Combine the general request template with the packet capture results, and then useparselParse the returned HTML fragment to get the complete crawling script:

import httpx
from parsel import Selector
import asyncio

# ---------------------- 配置参数 ----------------------
UID = "2830678474"          # 目标博主 ID
MAX_PAGE = 2                # 最大爬取页数
HEADERS = {
    "User-Agent": "Mozilla/5.0 (iPhone; CPU iPhone OS 16_6 like Mac OS X) AppleWebKit/605.1.15 (KHTML, like Gecko) Version/16.6 Mobile/15E148 Safari/604.1",
    "X-Requested-With": "XMLHttpRequest",
    "Referer": f"https://m.weibo.cn/u/{UID}",
}

# ---------------------- 核心函数 ----------------------
async def fetch_weibo_page(uid: str, page: int = 1):
    """爬取单页微博数据"""
    async with httpx.AsyncClient(http2=True, follow_redirects=True) as client:
        try:
            resp = await client.get(
                url="https://m.weibo.cn/api/feed/profile",
                params={"uid": uid, "page": page},
                headers=HEADERS,
                timeout=10.0
            )
            resp.raise_for_status()
            return resp.json()
        except Exception as e:
            print(f"第{page}页爬取失败:{e}")
            return None

def parse_weibo_html(html: str):
    """解析微博 HTML 片段,提取有用信息"""
    selector = Selector(text=html)
    weibo_list = []
    # 遍历每个微博卡片
    for card in selector.css(".card-wrap"):
        # 过滤掉广告卡片(包含 mblog-tag--ad 类名)
        if card.css(".mblog-tag--ad"):
            continue
        weibo_list.append({
            "微博ID": card.css(".card::attr(mid)").get(),
            "发布时间": card.css(".time::text").get(),
            "微博正文": "".join(card.css(".weibo-text::text, .weibo-text a::text").getall()).strip(),
            "点赞数": card.css(".like-count::text").get("0"),
            "评论数": card.css(".comment-count::text").get("0"),
            "转发数": card.css(".repost-count::text").get("0"),
        })
    return weibo_list

async def main():
    """主函数:多页爬取"""
    all_weibos = []
    for page in range(1, MAX_PAGE + 1):
        print(f"正在爬取第{page}页...")
        data = await fetch_weibo_page(UID, page)
        if not data or not data.get("data", {}).get("cards"):
            print(f"第{page}页没有数据,停止爬取")
            break
        # 2023 年 12 月时,接口返回的 cards 中第一个元素是置顶微博(isTop:1),后续才是普通微博
        # 这里把所有卡片中的 HTML 片段拼接起来,统一解析
        full_html = "".join([
            card.get("mblog", {}).get("text", "")
            for card in data["data"]["cards"]
            if card.get("mblog")
        ])
        page_weibos = parse_weibo_html(full_html)
        all_weibos.extend(page_weibos)
        # 加上 3 秒延迟,避免请求过快被封
        await asyncio.sleep(3)

    # 打印最终结果
    print(f"\n爬取完成,共获取 {len(all_weibos)} 条有效微博:")
    for idx, weibo in enumerate(all_weibos, 1):
        print(f"\n【第{idx}条】")
        for key, value in weibo.items():
            print(f"{key}{value}")

if __name__ == "__main__":
    asyncio.run(main())

The technology itself is neutral, but those who use the technology must abide by the rules, otherwise serious legal risks may arise.
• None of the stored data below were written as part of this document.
PR #12027, opened 2021-02-03
add styles for userguide and changes

feerrenrut:
### Link to issue number:
None

### Summary of the issue:
The user guide has long since been missing any basic styling. While very utilitarian, the default appearance will likely be perceived by many as ugly and potentially hard to read. 

Add simple style rules for the user guide, changes file, and key commands

### Testing performed:
Tested opening these from NVDA.

None

### Change log entry:
Section: Changes
```
- The user guide, changes file, and key commands listing now have a refreshed appearance.
```


feerrenrut:
Note: I haven't updated the appveyor file to package the css with the docs. For reviewing a build I don't think this is necessary. @michaelDCurran could you comment on what we would need to do to get the css file to accompanying the userguide / changes file to the website?

@Qchristensen, here is a demo:
[styledUserGuide.zip](https://github.com/nvaccess/nvda/files/5915681/styledUserGuide.zip)

michaelDCurran:
Although styles.css was being copied to each language directory, it also needs to be copied to the output directory. Thus I just pushed a commit that ensures that styles.css is copied to the output directory if the userGuide or changes targets are requested to be build with scons.
As for getting styles.css included when we actually publish a snapshot or release: this will be a two-line change to our appveyorHook internally. But can't be done until alpha/beta snapshots start producing these with this pr.
Either this pr must be held back until NVDA 2020.4 is fully released, or this should go into beta.

feerrenrut:
I'm not sure I follow, can we merge this and just delay updating the appveyorHook until after 2020.4 is released?

michaelDCurran:
You're right, there is no disadvantage to merging this to master at any 
time. I thought the snapshots page linked to a changes.html file, but 
these days it just links to a github git commit log, so that is fine.

But once this does ever hit the beta branch, the appVeyorHook must be 
updated before any beta, rc or final release is made.

feerrenrut:
Ok, in that case I'll wait for @Qchristensen to review / approve the style choices and we can proceed.

Qchristensen (dismissed):
Great work.  I agree, no urgency with merging it.

Qchristensen:
I didn't comment on the style, but I like the use of the purple.  My only thoughts were

- For tables if we could shade every second row might help reading visually.
- Is it worth purring a HR or something to more clearly denote the change between topics?

I thought maybe changes like that which weren't critical could be done later down the track.

feerrenrut:
Thanks for taking a look @Qchristensen, yes those changes could be made fairly easily after this is merged. The other thing I was hoping we could do was to delineate shortcuts clearly.

I'll merge this in now. It should be visible when docs are launched from NVDA, but won't become available on our website until 2021.1 reaches beta.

Please remember the following points:

  1. Comply with robots.txt: Visit the target website before crawlinghttps://域名/robots.txt, see if the path you want to access is explicitly prohibited.
  2. Set a reasonable crawl interval: It is recommended to at least3 秒 / 请求, do not put unnecessary pressure on the target server.
  3. Never crawl personal privacy data: such as mobile phone number, ID number, private friend circle or private Weibo, etc.
  4. Comply with relevant laws and regulations: When collecting data in China, you must comply with laws and regulations such as the Data Security Law, Personal Information Protection Law, and Cyber ​​Security Law.

Summarize

This tutorial takes you from scratch to complete the basics of modern Ajax crawling:

  1. Use developer tools to find hidden Ajax interfaces (Filter Fetch/XHR → View Preview)
  2. Complete simulation of browser requests (curl one-click conversion → Addhttp2=True
  3. Entry-level dynamic parameter response (use PyExecJS to execute front-end encryption logic)
  4. Abide by legal and moral red lines

If you encounter more complex anti-crawling methods in actual combat (such as TLS fingerprint recognition, WebAssembly encryption, behavioral verification codes, etc.), you can follow our subsequent advanced tutorials to overcome the problems step by step!